La mente non ha ossa, ma quando si spezza fa rumore.
Non si vede. Eppure pesa. Quando sta male, la mente può diventare un macigno. Un fardello che solo chi lo porta riesce a sentire. Lo porti in testa, ma grava ovunque: sulle spalle, sullo stomaco, sulle gambe. Ti schiaccia al suolo anche se da fuori sembri in piedi.
Una delle scene che più mi ha segnato è successa durante una cura farmacologica. Gli antipsicotici avevano spento la mia mente. Letteralmente. Mi trovavo seduto sul terrazzo, con lo sguardo fisso nel vuoto. Non riuscivo più a pensare. Non era calma: era cemento. Pensieri bloccati, zero movimento. Era come se i miei recettori fossero isolati tra loro da blocchi di pietra. Nessuno poteva aiutarmi, anche se ero circondato dalla mia famiglia. Ero solo. Solo io potevo capire la densità del peso che avevo in testa.
Ecco perché il dolore mentale fa più paura di quello fisico: non si vede. Nessuno sa se il tuo cervello sta marcendo, sta implodendo, o sta urlando aiuto in silenzio. Se il tuo cuore si ferma, lo sentono tutti. Se la tua mente va in cortocircuito, devi accorgertene da solo. E per me, solo uno psichiatra Umano è stato in grado di vedermi davvero. Di sentire il mio dolore senza che io dovessi usare troppe parole. Ma anche in quel caso, devi avere una predisposizione naturale: la voglia di essere capito. Aprirti.

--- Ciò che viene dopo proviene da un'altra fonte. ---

PR #5224, opened 2025-08-24
Add Support for CycloneDX Scope Data

### LINKED ISSUE #4647: Feature Request: Support for CycloneDX Scope Data
### Current Behavior

**Summary**
CycloneDX provides component scope data ( https://cyclonedx.org/docs/1.6/json/#components_items_scope ), which indicates whether a component is required, optional or excluded. This data can be used to classify development and other optional dependencies, enhancing transparency while allowing them to be segregated from other scopes.

**Problem Statement**
Currently, Dependency-Track does not utilise scope data from CycloneDX SBOMs. This omission may lead users to generate SBOMs that exclude optional dependencies, potentially creating a false sense of security and reducing overall transparency.

### Proposed Behavior

**Proposed Solution**

MVP Implementation
- Store component scope data from CycloneDX SBOMs.
- Display scope information in the UI to help users make informed decisions.

Future Enhancements

- Integrate scope data into policy enforcement and notifications, allowing users to leverage it for advanced use cases.

### Checklist

anantk24:
### Description

I have added column component table as scope column . While publishing bom I updating component to have state from cyclone dx component. Similarly for fetch request mapping it with component identity. 

### Addressed Issue
Addresssing backend part. Updating front end in different pull request.
fixes #4647 

### Additional Details

- How to process existing uploaded BOM which will not have scope data populated?
- Can we improve on fetching finding based on index resulted query? this can introduce bug if someone is missing index. I am refering to Finding .java

### Checklist


src/main/java/org/dependencytrack/model/Component.java
```diff
@@ -183,6 +183,13 @@ public enum FetchGroup {
     @Pattern(regexp = RegexSequence.Definition.PRINTABLE_CHARS, message = "The version may only contain printable characters")
     private String version;
 
+    @Persistent
+    @Column(name = "SCOPE", jdbcType = "VARCHAR")
+    @Index(name = "COMPONENT_SCOPE_IDX")
+    @NotNull
+    @Extension(vendorName = "datanucleus", key = "enum-check-constraint", value = "true")
+    private org.cyclonedx.model.Component.Scope scope;
```
nscuro: Let's define our own `Scope` enum so we're not binding our data model to a class controlled by a 3rd party library.

Also please remove the `@Extension` annotation. Unfortunately it causes a lot of issues when new enum values are added later. The ORM only *creates* the database constraint, but never updates them again.

src/main/java/org/dependencytrack/upgrade/v4140/v4140Updater.java
nscuro, line 1: This migration is not necessary - the ORM will add the new column automatically.

anantk24: Thanks. I was curious on that part, due to PR checklist Added those changes. I will revert back those.

src/main/java/org/dependencytrack/model/Component.java
anantk24: Thanks for clarification.  I will work on that.

anantk24:
@nscuro  Thank you for your earlier review and feedback on this PR. I’ve implemented the suggested changes and updated the code accordingly. When you get a chance, could you please take another look?

I really appreciate your time and guidance in helping improve this contribution.

src/main/java/org/dependencytrack/parser/cyclonedx/util/ModelConverter.java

Farti leggere anche negli sguardi, nei micro-gesti.
L'invalidità fisica la noti. Ha una sedia a rotelle, ha una cicatrice sul volto. L'invalidità mentale è fatta di sbarre invisibili. È una gabbia trasparente. E in certi casi, più subdola e più frustrante. Ricordo una frase da Shutter Island: "Cosa sarebbe meglio? Vivere da mostro o morire da uomo per bene?". Una domanda crudele. Ma centrata. Sei costretto a vivere da mostro per un certo periodo, consapevole che tornerai più stabile e forte. Morire non è un'opzione, perchè la sofferenza è crescita, questa è la mia conclusione.
Spesso il dolore mentale lo porti addosso come un mantello. Invisibile, ma presente. Un po' ti fa schifo, un po' ti seduce. Ti rende diverso, ti rende altro. Ma ti isola. Durante una fase psicotica, bastava una goccia di ansia per farmi vomitare. Tutte le mattine, prima di entrare a scuola, vomitavo in una busta della spesa. Nessuno lo sapeva. Nessuno doveva vederlo.
Quando sei in una stanza di 5 metri quadrati con voci, distorsioni, pensieri che si rincorrono, dolore, angoscia e nebbia mentale, capisci cos'è davvero l'inferno. E non è uno scenario fittizio. È la casa della tua mente.
Per anni ho vissuto tutto questo concentrandomi solo sulla mente. Pensavo fosse il motore, il centro. Solo dopo ho capito che anche il corpo è un radar. Spesso, quando la mente era spenta, il corpo cercava di salvarmi. Ti invita al riposo, al respiro, alla lentezza. Ma tu devi imparare ad ascoltarlo. Nessuno ti insegna a farlo.
Non scrivo tutto questo per sembrare un eroe. Non voglio nemmeno il riconoscimento per la sofferenza. Anzi. A volte mi vergogno ancora. Ma sento il dovere di parlare di ciò che pesa e non si vede.
Perché in tanti parlano solo quando guariscono. Io invece scrivo anche per chi non ce l'ha fatta. Per chi è rimasto dentro.
E per chi, come me, ha imparato a convivere con un cervello che non si vede, ma pesa più di un corpo intero.